Pendant trois mois, au printemps dernier, Misrata a été la ville de tous les dangers. Coupée du monde, assiégée par les troupes de Kadhafi, cette ville a donné lieu à l'une des batailles les plus féroces de la guerre civile libyenne.

La plupart des organisations humanitaires ont fini par boucler leurs valises, le temps que les choses se calment. L'une des rares à n'avoir jamais fui cette ville est Médecins sans frontières, qui a continué à donner des soins sous les bombes et les obus.

Forcément, après leur victoire, les combattants anti-Kadhafi ont gardé des liens de sympathie avec MSF. Au point de lui donner accès aux centres de détention où ils gardent leurs prisonniers de guerre.

Les médecins de MSF auraient préféré soigner ces détenus à l'hôpital. Impossible, leur ont répondu les libérateurs de Misrata: le risque qu'ils prennent la fuite ou qu'ils soient victimes de représailles est trop élevé.

Alors, MSF a entrepris de soigner les détenus à l'intérieur même des prisons. Au début, il s'agissait surtout de combattants pro-Kadhafi, blessés et capturés au front. Mais peu à peu, de nouveaux types de blessures ont fait leur apparition: brûlures de cigarettes, traces de coups sur la plante de pieds, tissus nécrosés à la suite d'électrochocs. MSF a alerté les nouvelles autorités de la ville. En vain: les signes de sévices infligés délibérément aux prisonniers se sont multipliés.

Le 4 janvier, 14 patients tout juste sortis d'un «centre d'interrogation» ont été confiés à MSF. «Ils étaient en très mauvais état», résume Christopher Stokes, du bureau de l'ONG à Bruxelles. Certains avaient des fractures, plusieurs ne pouvaient plus marcher. Il n'y avait pas de doute: ils avaient tous été torturés.

MSF a fait admettre ces détenus dans un hôpital de Misrata. Le soir même, 13 d'entre eux ont été renvoyés vers leurs interrogateurs.

L'ONG médicale s'est retrouvée dans une situation éthiquement intenable. «On risquait de devenir un service de traitement entre deux séances de torture», dit Christopher Stokes.

MSF a encore agité le drapeau rouge, en vain. La torture se poursuivait bel et bien dans les centres de détention de Misrata. Jeudi, l'organisation médicale a annoncé sa décision de quitter ces prisons.

Le même jour, Amnistie internationale a publié les résultats d'une enquête menée à Tripoli, à Gheryan et à Misrata, dans l'ouest du pays. Constat: la pratique de la torture y est généralisée. Plusieurs détenus y ont laissé leur peau.

L'enquête a été menée par Donatella Rovera, que j'ai jointe par téléphone jeudi, à Misrata. Les méthodes de torture les plus fréquentes? «Les détenus sont frappés avec des barres de fer ou des câbles électriques, ou alors suspendus par les mains ou par les jambes.»

Le problème de fond, c'est que, trois mois après la chute de Kadhafi, «l'appareil judiciaire libyen ne fonctionne pas». Concrètement, cela signifie que les prisonniers de guerre - ils seraient 8 500, selon l'ONU - n'ont pas été inculpés et qu'ils n'ont pas droit aux services d'un avocat.
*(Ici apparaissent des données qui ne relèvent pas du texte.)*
PR #90, opened 2016-05-20
Performance: only add one resize listener with makeVisFlexible

btford:
In a somewhat un-scientific test on my local machine, I saw a 50% reduction in latency when you have 4-5 flexible components.

I think we should discuss this a bit before merging, but here's the basic idea:

Rather than have each instance add an event listener to the window, we consolidate the subscripting into a global queue. This also means that we only have one debounce-er for the event as well.

The same idea should be applicable to anywhere that a component uses `componentDidMount` and `componentWillUnmount` to add event listeners.

The current implementation introduces a couple extra helpers. I think we can simplify this since `react-vis` only needs this pattern in one place.

**Another note:** this change removes the possibility for setting the debounce for resize on a per-component basis. I personally think that this is silly– reacting to the resize multiple times due to a difference in debounce rate would likely degrade performance.

The current PR makes the debounce fixed at 100ms. I'm not sure what the best way to expose a global debounce setting would be. Are there any other such global settings in react-vis?

### DIFF
--- a/src/lib/make-vis-flexible.js
+++ b/src/lib/make-vis-flexible.js
@@ -25,6 +25,65 @@ import window from 'global/window';
 
 const CONTAINER_REF = 'container';
 
+// As a performance enhancement, we want to only listen once
+const resizeSubscribers = [];
+const DEBOUNCE_DURATION = 100;
+let timeoutId = null;
+
+/**
+ * Calls each subscriber, debounced to the
+ */
+function debounceEmitResize() {
+  window.clearTimeout(timeoutId);
+  timeoutId = window.setTimeout(emitResize, DEBOUNCE_DURATION);
+}
+
+/**
+ * Calls each subscriber once syncronously.
+ */
+function emitResize() {
+  resizeSubscribers.forEach(cb => cb());
+}
+
+/**
+ * Add the given callback to the list of subscribers to be caled when the
+ * window resizes. Returns a function that, when called, removes the given
+ * callback from the list of subscribers. This function is also resposible for
+ * adding and removing the resize listener on `window`.
+ *
+ * @param {Function} cb - Subscriber callback function
+ * @returns {Function} Unsubscribe function
+ */
+function subscribeToDebouncedResize(cb) {
+  resizeSubscribers.push(cb);
+
+  // if we go from zero to one Flexible components instances, add the listener
+  if (resizeSubscribers.length === 1) {
+    window.addEventListener('resize', debounceEmitResize);
+  }
+  return function unsubscribe() {
+    removeSubscriber(resizeSubscribers, cb);
+
+    // if we have no Flexible components, remove the listener
+    if (resizeSubscribers.length === 0) {
+      window.clearTimeout(timeoutId);
+      window.removeEventListener('resize', debounceEmitResize);
+    }
+  };
+}
+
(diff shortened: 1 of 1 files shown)


src/lib/make-vis-flexible.js
```diff
@@ -25,6 +25,48 @@ import window from 'global/window';
...
+    window.clearTimeout(timeoutId);
+    timeoutId = window.setTimeout(emit, 100);
+  }
+
+  function emit() {
+    subscribers.forEach((cb) => cb());
+  }
+}
+
+function remove(list, item) {
```
btford: Is there a helper/pattern already in the codebase for removing from an array?

src/lib/make-vis-flexible.js
```diff
@@ -25,6 +25,45 @@ import window from 'global/window';
...
+      // if we have no Flexible components, remove the listener
+      if (resizeSubscribers.length == 0) {
+        window.clearTimeout(timeoutId);
+        window.removeEventListener('resize', emit)
+      }
+    }
+  }
+}
+
+function remove(list, item) {
```
bulyonov: Could you rename `remove` to something more specific? e.g. `removeListener`?

src/lib/make-vis-flexible.js
```diff
@@ -25,6 +25,44 @@ import window from 'global/window';
...
+  if (resizeSubscribers.length == 1) {
+    window.addEventListener('resize', debounceEmitResize);
+  }
+  return function unsubscribe() {
+    removeSubscriber(resizeSubscribers, cb);
+
+    // if we have no Flexible components, remove the listener
+    if (resizeSubscribers.length == 0) {
+      window.clearTimeout(timeoutId);
+      window.removeEventListener('resize', emit);
```
chrisirhc: This should be `debounceEmitResize`

src/lib/make-vis-flexible.js
```diff
@@ -25,6 +25,44 @@ import window from 'global/window';
 
 const CONTAINER_REF = 'container';
 
+// As a performance enhancement, we want to only listen
+let resizeSubscribers = [];
+let timeoutId = null;
+
+function debounceEmitResize() {
+  window.clearTimeout(timeoutId);
+  timeoutId = window.setTimeout(emitResize, 100);
```
chrisirhc: 100 should be a constant

src/lib/make-vis-flexible.js
```diff
@@ -25,6 +25,44 @@ import window from 'global/window';
 
 const CONTAINER_REF = 'container';
 
+// As a performance enhancement, we want to only listen
+let resizeSubscribers = [];
```
chrisirhc: This is really a `const` since it's never intended to change

bulyonov:
@btford , I highly suggest to add descriptions for the functions that you have. JSDoc is not enforced in this project, but can be a good option.

src/lib/make-vis-flexible.js
btford: 👍

src/lib/make-vis-flexible.js
btford: 👍

btford:
@bulyonov Done.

En attendant, ils sont torturés jusqu'à ce qu'ils avouent des crimes réels ou imaginaires.

En arrière-plan, il y a le contexte plus large d'un pays qui se relève mal de la guerre civile, où les autorités centrales ont peu de pouvoir et sont déjà contestées par la population. Un pays où des milices jamais désarmées font la loi. Et où le pouvoir central ne peut pas ou ne veut pas intervenir. Selon Donatella Rovera, «c'est le règne de l'impunité».

La révolution libyenne n'est pas la première à régler ses comptes dans le sang après avoir fait vaciller un tyran. Mais les rebelles libyens ont reçu un gros coup de pouce international. Sans l'aide militaire de l'OTAN, à laquelle le Canada a généreusement contribué, Kadhafi serait toujours au pouvoir à Tripoli.

La «transition difficile» que connaît le pays, selon l'euphémisme de l'ONU, commence à être gênante. Il est temps de demander des comptes aux nouveaux dirigeants et de les aider à transformer leur jungle postrévolutionnaire en quelque chose qui commence à ressembler à un État de droit.